El hombre es su fuero interno, no las posesiones materiales que adquiere; aunque estas, sin duda, hacen parte de la imagen que desea proyectar al mundo, a veces de forma consciente y otras de manera automática, son en última instancia elementos pasajeros que, parafraseando a Borges, no saben siquiera de la existencia de su poseedor. Tal materialismo, donde el ser es definido por cuantos objetos tiene, fue un debate constante entre los estoicos, defensores de una vida austera, en donde la riqueza y fama son insustanciales, y solo útiles si permiten hacer el bien, así como vivir de acuerdo a las leyes naturales.
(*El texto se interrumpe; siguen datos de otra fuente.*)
PR #2273, opened 2022-01-25
enhance: Workspace Sync warns about bad states, can pull with uncommitted changes, and has better commit messages

SeriousBug:
# Pull Request Checklist

This PR brings in many improvements to the Workspace Sync:
- it can now stash and unstash local changes to pull even when there are uncommitted changes
- it can detect merge conflicts and ongoing rebases to avoid committing bad notes (may help #2280)
- it can detect bad or misconfigured remotes and warn about them
- it can detect that a push would fail, and avoid pushing to remote
- it can detect that a push is not needed, and skip pushing
- The message displayed to the user will switch between an information, warning, and error message type depending on what happened during the sync.
- Commit messages now include the version of Dendron, the names of vaults in that repository, and the hostname of the committing machine #2281

Docs: https://github.com/dendronhq/dendron-site/pull/378

The error messages displayed to the user could use more work, but I think it's minor enough that we can push that off until later.

## Testing
### Docs
### Analytics

Screenshot_20220128_181112
Screenshot_20220128_181440
Screenshot_20220128_182939

### DIFF
--- a/packages/dendron-cli/src/commands/workspaceCLICommand.ts
+++ b/packages/dendron-cli/src/commands/workspaceCLICommand.ts
@@ -84,7 +84,7 @@ export class WorkspaceCLICommand extends CLICommand<
         }
         case WorkspaceCommands.ADD_AND_COMMIT: {
           const ws = new WorkspaceService({ wsRoot });
-          await ws.commitAndAddAll();
+          await ws.commitAndAddAll({ engine: engine! });
           break;
         }
         case WorkspaceCommands.PUSH: {
@@ -101,7 +101,7 @@ export class WorkspaceCLICommand extends CLICommand<
         case WorkspaceCommands.SYNC: {
           const ws = new WorkspaceService({ wsRoot });
           this.print("commit and add...");
-          await ws.commitAndAddAll();
+          await ws.commitAndAddAll({ engine: engine! });
           this.print("pull...");
           await ws.pullVaults();
           this.print("push...");
--- a/packages/dendron-cli/src/commands/workspaceCLICommand.ts
+++ b/packages/dendron-cli/src/commands/workspaceCLICommand.ts
@@ -84,6 +84,10 @@ export class WorkspaceCLICommand extends CLICommand<
         }
         case WorkspaceCommands.ADD_AND_COMMIT: {
           const ws = new WorkspaceService({ wsRoot });
+          if (!engine) {
+            this.printError("Can't find the engine");
+            process.exit(1);
+          }
           await ws.commitAndAddAll({ engine: engine! });
           break;
         }
--- a/packages/engine-server/src/workspace/service.ts
+++ b/packages/engine-server/src/workspace/service.ts
@@ -3,6 +3,7 @@ import {
   CONSTANTS,
   CURRENT_CONFIG_VERSION,
   DendronError,
+  DEngineClient,
   Disposable,
   DuplicateNoteAction,
   DUser,
@@ -36,6 +37,7 @@ import {
 import fs from "fs-extra";
 import _ from "lodash";
 import path from "path";
+import os from "os";
 import { DConfig } from "../config";
 import { MetadataService } from "../metadata";
 import {
@@ -53,30 +55,15 @@ import {
 } from "../utils";
 import { WorkspaceUtils } from "./utils";
 import { WorkspaceConfig } from "./vscode";
-import { IWorkspaceService } from "./workspaceServiceInterface";
+import {
+  IWorkspaceService,
+  SyncActionResult,
+  SyncActionStatus,
+} from "./workspaceServiceInterface";
 
 const DENDRON_WS_NAME = CONSTANTS.DENDRON_WS_NAME;
 
 export type PathExistBehavior = "delete" | "abort" | "continue";
-
-export enum SyncActionStatus {
-  DONE = "",
-  NO_CHANGES = "it has no changes",
-  NO_REMOTE = "it has no remote",
-  NO_UPSTREAM = "the current branch has no upstream",
-  SKIP_CONFIG = "it is configured so",
-  NOT_PERMITTED = "user is not permitted to push to one or more vaults",
-  NEW = "newly clond repository",
-  CANT_STASH = "failed to stash changes in working directory",
-  CANT_RESTORE = "failed to restore stashed changes",
-  ERROR = "error while syncing",
-}
-
-export type SyncActionResult = {
-  repo: string;
-  vaults: DVault[];
-  status: SyncActionStatus;
-};
 
 export type WorkspaceServiceCreateOpts = {
   wsRoot: string;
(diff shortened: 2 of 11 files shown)


packages/engine-server/src/workspace/service.ts
```diff
@@ -864,12 +866,33 @@ export class WorkspaceService implements Disposable, IWorkspaceService {
...
+              this.logger.info({ ctx, vaults, repo, stashed });
+              // this shouldn't fail, but for safety's sake
+              if (_.isEmpty(stashed) || !git.isValidStashCommit(stashed)) {
+                throw new DendronError({
+                  message: "unable to stash changes",
+                  payload: { stashed },
+                });
+              }
+              // stash create doesn't change the working directory, so we need to get rid of the tracked changes
+              await git.reset("hard");
```
jonathanyeung, line 884: just double checking - but a user won't lose files that are covered under `.gitignore` in this case right? 

To me looks good, but just trying to think of any edge cases where someone may lose a file.

jonathanyeung (commented):
lgtm - @kevinslin want to take a pass?

packages/engine-server/src/workspace/service.ts
SeriousBug: `git reset --hard` doesn't touch untracked files (new files that haven't been `git add`ed) or ignored files, only tracked files.

The only risk of losing files I think would be if Dendron crashes after reset and before restore. If that does happen though, I immediately log the stash commit before resetting, so we could direct the user to read the log and `git stash apply ...` themselves.

I guess it would be a good idea to document that gotcha somewhere just in case someone hits it. I'll add a docs PR and link it in the main body of this PR.

packages/engine-server/src/workspace/service.ts
```diff
@@ -864,12 +866,33 @@ export class WorkspaceService implements Disposable, IWorkspaceService {
...
-            };
+
+          let stashed: string | undefined;
+          if (await git.hasChanges({ untrackedFiles: "no" })) {
+            // stash away changes, otherwise pull will fail
+            try {
+              stashed = await git.stashCreate();
+              this.logger.info({ ctx, vaults, repo, stashed });
+              // this shouldn't fail, but for safety's sake
+              if (_.isEmpty(stashed) || !git.isValidStashCommit(stashed)) {
```
kevinslin, line 877: something that is quite hard to do right now is debug, in a multi-vault, which vault failed. can we mention the vault name as part of the error?

packages/engine-server/src/workspace/service.ts
```diff
@@ -879,6 +902,11 @@ export class WorkspaceService implements Disposable, IWorkspaceService {
               message: `error pulling vault${stderr}`,
               payload: { err, repoPath: repo },
             });
+          } finally {
+            // Try to restore changes if we stashed them, even if there were errors. We don't want to lose the users changes.
+            if (stashed) {
+              git.stashApplyCommit(stashed);
```
kevinslin, line 908: can this fail?

packages/plugin-core/src/test/suite-integ/SyncCommand.test.ts
```diff
@@ -390,6 +396,71 @@ suite("workspace sync command", function () {
       });
     });
   });
+
+  describe("WHEN there are tracked, uncommitted changes", () => {
+    test("THEN Dendron stashes and restores the changes", (done) => {
+      runLegacyMultiWorkspaceTest({
```
kevinslin, line 402: why are we using legacy vs the new style tests?

packages/plugin-core/src/test/suite-integ/SyncCommand.test.ts
```diff
@@ -390,6 +396,71 @@ suite("workspace sync command", function () {
       });
     });
   });
+
+  describe("WHEN there are tracked, uncommitted changes", () => {
```
kevinslin, line 400: one failure mode: user stashes changes, git pull causes rebase. what happens in this case? can we add a test?

packages/plugin-core/src/test/suite-integ/SyncCommand.test.ts
```diff
@@ -390,6 +396,71 @@ suite("workspace sync command", function () {
...
+    test("THEN Dendron stashes and restores the changes", (done) => {
```
kevinslin, line 401: also add tests for when pull fails. we want to be more diligent with tests - they don't need to be exhaustive but we should test at least the happy case and 2-3 edge cases

kevinslin (changes requested):

packages/engine-server/src/workspace/service.ts
SeriousBug: Tested (and added automated tests) if there are conflicting changes. It doesn't fail, it just creates a merge conflict (`<<<< updated upstream...`). I'll add some code to detect that, and warn the user that a merge conflict happened.

I'm not sure if there are other cases where it could fail, let me know if you have something in mind and I'll add a test for that too.

packages/plugin-core/src/test/suite-integ/SyncCommand.test.ts
SeriousBug: What do you mean by "pull fails"? Something where we can't pull at all (like a permissions issue), or the rebase hitting a conflict? I'll add tests for these, let me know if you had anything else in mind.

kevinslin: rebase hitting a conflict is the main case i'm thinking of

packages/engine-server/src/workspace/service.ts
kevinslin: for merge conflict, can we actually fail and warn the user? would be better to be explicit then to commit a conflict

packages/plugin-core/src/test/suite-integ/SyncCommand.test.ts
jonathanyeung: on this note, we should do a deprecation-tagging pass on test methods (separate to this review). I get tripped up on this as well.

packages/dendron-cli/src/commands/workspaceCLICommand.ts
```diff
@@ -84,7 +84,7 @@ export class WorkspaceCLICommand extends CLICommand<
         }
         case WorkspaceCommands.ADD_AND_COMMIT: {
           const ws = new WorkspaceService({ wsRoot });
-          await ws.commitAndAddAll();
+          await ws.commitAndAddAll({ engine: engine! });
```
kevinslin, line 87: instead of force casting engine, can we add a check if engine exists and show error if thats the case?

packages/engine-server/src/workspace/service.ts
```diff
@@ -849,36 +876,116 @@ export class WorkspaceService implements Disposable, IWorkspaceService {
...
+                message: `Failed to pull ${vaultNames}: ${stderr}`,
+                payload: {
+                  err,
+                  vaults,
+                  repo,
+                  stashed,
+                },
+              });
+            }
+          } finally {
```
kevinslin, line 984: if the stash apply is successful, do we drop the stash? otherwise, would we end up with lots of stashed commits?

packages/plugin-core/src/commands/Sync.ts
```diff
@@ -73,38 +86,123 @@ export class SyncCommand extends BasicCommand<CommandOpts, CommandReturns> {
...
-      ...SyncCommand.filteredRepoNames(pushed, SyncActionStatus.NO_UPSTREAM),
-      ...SyncCommand.filteredRepoNames(pulled, SyncActionStatus.NO_UPSTREAM),
-    ]).join(", ");
-    if (noUpstream.length > 0) {
-      message.push(
-        `Skipped pulling or pushing repos ${noUpstream} because they don't have upstream branches configured.`
-      );
-    }
+    let maxMessageSeverity: MessageSeverity = MessageSeverity.INFO;
+    const makeMessage = (
```
kevinslin, line 90: nitpick, probably worhwile to extract this as a separate function that encapsulates all `makeMessage` calls

kevinslin (changes requested):
nice job with this! a few small comments

packages/engine-server/src/workspace/service.ts
SeriousBug: `git stash create` doesn't actually create a stash entry like `git stash save` does. It only creates a dangling merge commit. If my understanding of `git gc` is correct, git will eventually automatically collect this commit since it's not referenced anywhere.

PR #2274, opened 2022-01-25
enhance/schemas support cross vault links

tma66:
**Background**
This change will support allowing schemas to reference template notes in different vaults through 2 ways.

1. Cross vault notation (e.g dendron://vault1/foo). When this notation is used, we use the template specified in that vault and throw an error otherwise (even if it is found in a different vault)
2. Lookup + prompt. We will search the engine for all notes that match the template. If one is found, use that. If multiple is found, prompt user to select vault. If none, throw an error

See [[Support Templates in Multivault|dendron://private/task.schema.2022.01.05.support-templates-in-multivault]] for more info

**Other changes:**
* Modified SchemaUtils to take in template note instead of SchemaTemplate. This means that applyTemplate works only on valid template notes

**Testing:**
* Using test workspace, create schema to reference egg which lies in vault, vault2, and vaultThree. Verified prompt
* Other edge cases also manually created and through integ test cases

Updated docs for [[template|dendron://dendron.dendron-site/dendron.topic.schema#template]]

**Madge:**
Before: 130
After: 130

### DIFF
--- a/packages/common-all/src/dnode.ts
+++ b/packages/common-all/src/dnode.ts
@@ -38,7 +38,6 @@ import {
   SchemaProps,
   SchemaPropsDict,
   SchemaRaw,
-  SchemaTemplate,
 } from "./types";
 import {
   DefaultMap,
@@ -430,7 +429,20 @@ export class NoteUtils {
       NoteUtils.addSchema({ note, schemaModule, schema });
       const maybeTemplate = schema.data.template;
       if (maybeTemplate) {
-        SchemaUtils.applyTemplate({ template: maybeTemplate, note, engine });
+        // TODO: Support xvault with user prompting for this flow
+        const tempNote = NoteUtils.getNoteByFnameFromEngine({
+          fname: maybeTemplate.id,
+          vault: note.vault,
+          engine,
+        });
+
+        if (tempNote) {
+          SchemaUtils.applyTemplate({
+            templateNote: tempNote,
+            note,
+            engine,
+          });
+        }
       }
     }
     return note;
@@ -870,7 +882,10 @@ export class NoteUtils {
       vault: toVault,
     });
 
-    if (maybeNotes.length > 1) {
+    if (maybeNotes.length === 1) {
+      // Only one match so use that as note
+      existingNote = maybeNotes[0];
+    } else if (maybeNotes.length > 1) {
       // If there are multiple notes with this fname, default to one that's in the same vault first.
       const sameVaultNote = _.filter(maybeNotes, (n) =>
         VaultUtils.isEqual(n.vault, fromVault, wsRoot)
@@ -882,10 +897,7 @@ export class NoteUtils {
         // Otherwise, just pick one, doesn't matter which.
         existingNote = maybeNotes[0];
       }
-    } else {
-      // Just 1 note
-      existingNote = maybeNotes[0];
-    }
+    } // Else no match in which case we return undefined
     return existingNote;
   }
 
@@ -1349,27 +1361,28 @@ export class SchemaUtils {
     "image",
   ];
 
+  /**
+   * Apply template note to provided {@param note}.
+   *
+   * Changes include appending template note's body to end of provided note.
+   */
   static applyTemplate(opts: {
-    template: SchemaTemplate;
+    templateNote: NoteProps;
     note: NoteProps;
     engine: DEngineClient;
   }) {
-    const { template, note, engine } = opts;
-    if (template.type === "note") {
-      const tempNote = _.find(_.values(engine.notes), { fname: template.id });
-      if (_.isUndefined(tempNote)) {
-        throw Error(`no template found for ${template.id}`);
-      }
-      const tempNoteProps = _.pick(tempNote, this.TEMPLATE_COPY_PROPS);
+    const { templateNote, note } = opts;
+    if (templateNote.type === "note") {
+      const tempNoteProps = _.pick(templateNote, this.TEMPLATE_COPY_PROPS);
       _.forEach(tempNoteProps, (v, k) => {
         // @ts-ignore
         note[k] = v;
       });
       // If note body exists, append template's body instead of overriding
       if (note.body) {
-        note.body += `\n${tempNote.body}`;
+        note.body += `\n${templateNote.body}`;
       } else {
-        note.body = tempNote.body;
+        note.body = templateNote.body;
       }
 
       // Apply date variable substitution to the body based on lodash interpolate delimiter if applicable
--- a/packages/common-all/src/dnode.ts
+++ b/packages/common-all/src/dnode.ts
@@ -869,16 +869,16 @@ export class NoteUtils {
 
   static getNoteFromMultiVault(opts: {
     fname: string;
-    notes: NotePropsDict | NoteProps[];
+    engine: DEngineClient;
     fromVault: DVault;
     wsRoot: string;
     toVault?: DVault;
   }) {
-    const { fname, notes, fromVault, toVault, wsRoot } = opts;
+    const { fname, engine, fromVault, toVault, wsRoot } = opts;
     let existingNote: NoteProps | undefined;
-    const maybeNotes = NoteUtils.getNotesByFname({
+    const maybeNotes = NoteUtils.getNotesByFnameFromEngine({
       fname,
-      notes,
+      engine,
       vault: toVault,
     });
 
--- a/packages/plugin-core/src/WSUtilsV2.ts
+++ b/packages/plugin-core/src/WSUtilsV2.ts
@@ -99,8 +99,12 @@ export class WSUtilsV2 implements IWSUtilsV2 {
   /**
    * See {@link IWSUtilsV2.findNoteFromMultiVaultAsync}.
    */
-  async findNoteFromMultiVaultAsync(opts: { fname: string; vault?: DVault }) {
-    const { fname, vault } = opts;
+  async findNoteFromMultiVaultAsync(opts: {
+    fname: string;
+    quickpickTitle: string;
+    vault?: DVault;
+  }) {
+    const { fname, quickpickTitle, vault } = opts;
     let existingNote: NoteProps | undefined;
     const engine = ExtensionProvider.getEngine();
     const maybeNotes = NoteUtils.getNotesByFnameFromEngine({
@@ -117,7 +121,7 @@ export class WSUtilsV2 implements IWSUtilsV2 {
       const vaults = maybeNotes.map((noteProps) => {
         return {
           vault: noteProps.vault,
-          label: VaultUtils.getName(noteProps.vault),
+          label: `${fname} from ${VaultUtils.getName(noteProps.vault)}`,
         };
       });
 
@@ -128,7 +132,7 @@ export class WSUtilsV2 implements IWSUtilsV2 {
           : vaultPickerItem.vault.fsPath,
       }));
       const resp = await vscode.window.showQuickPick(items, {
-        title: "Select Vault",
+        title: quickpickTitle,
       });
 
       if (!_.isUndefined(resp)) {
--- a/packages/plugin-core/src/WSUtilsV2.ts
+++ b/packages/plugin-core/src/WSUtilsV2.ts
@@ -2,9 +2,11 @@ import { IDendronExtension } from "./dendronExtensionInterface";
 import vscode from "vscode";
 import path from "path";
 import {
+  DendronError,
   DVault,
   NoteProps,
   NoteUtils,
+  RespV3,
   VaultUtils,
 } from "@dendronhq/common-all";
 import _ from "lodash";
@@ -103,7 +105,7 @@ export class WSUtilsV2 implements IWSUtilsV2 {
     fname: string;
     quickpickTitle: string;
     vault?: DVault;
-  }) {
+  }): Promise<RespV3<NoteProps | undefined>> {
     const { fname, quickpickTitle, vault } = opts;
     let existingNote: NoteProps | undefined;
     const engine = ExtensionProvider.getEngine();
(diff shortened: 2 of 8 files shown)


jonathanyeung (changes requested):
Can we also run a circular dependency check? https://docs.dendron.so/notes/773e0b5a-510f-4c21-acf4-2d1ab3ed741e/#ensure-no-new-circular-dependencies-are-being-added

packages/common-all/src/dnode.ts
```diff
@@ -430,7 +429,18 @@ export class NoteUtils {
       NoteUtils.addSchema({ note, schemaModule, schema });
       const maybeTemplate = schema.data.template;
       if (maybeTemplate) {
-        SchemaUtils.applyTemplate({ template: maybeTemplate, note, engine });
+        // TODO: Support xvault with user prompting for this flow
+        const tempNote = _.find(_.values(engine.notes), {
```
SeriousBug, line 433: This should use `NoteUtils.getNoteByFnameFromEngine`.

packages/common-all/src/dnode.ts
```diff
@@ -882,10 +895,7 @@ export class NoteUtils {
         // Otherwise, just pick one, doesn't matter which.
         existingNote = maybeNotes[0];
       }
-    } else {
-      // Just 1 note
-      existingNote = maybeNotes[0];
-    }
+    } // Else no match in which case we return undefined
```
SeriousBug, line 898: nitpick: This change is unnecceary, if `maybeNotes.length === 0` then `maybeNotes[0] === undefined`.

Tal apego esclavizante no es únicamente padecido por los seres humanos mundanos, sino que entre los practicantes del Arte Mágico toma asidero, aunque con sus peculiares matices.
He de aclarar que este pequeño escrito no es una diatriba contra lo material, no soy un anacoreta con férreos votos de pobreza, no pretendo serlo, ni deseo serlo; el bienestar material es sumamente importante, en cuanto a que nos permite aligerar preocupaciones banales y elementales, para así dedicarnos al estudio de lo trascendental. El dinero es, y esto resulta innegable, un instrumento supremamente útil que puede potenciar ambiciones y deseos de elevada nobleza, siempre que su poseedor no se deje obnubilar por los placeres temporales, convirtiéndose en su siervo; no, ha de ser el amo del oro, para usarlo en fines relevantes, en nuestro caso, para la exploración de los Misterios y la apoteosis personal.
Después de todo, quien a duras penas tiene sustento, ¿cómo podrá tener el tiempo y la disposición para embarcarse en abstracciones de tipo espiritual?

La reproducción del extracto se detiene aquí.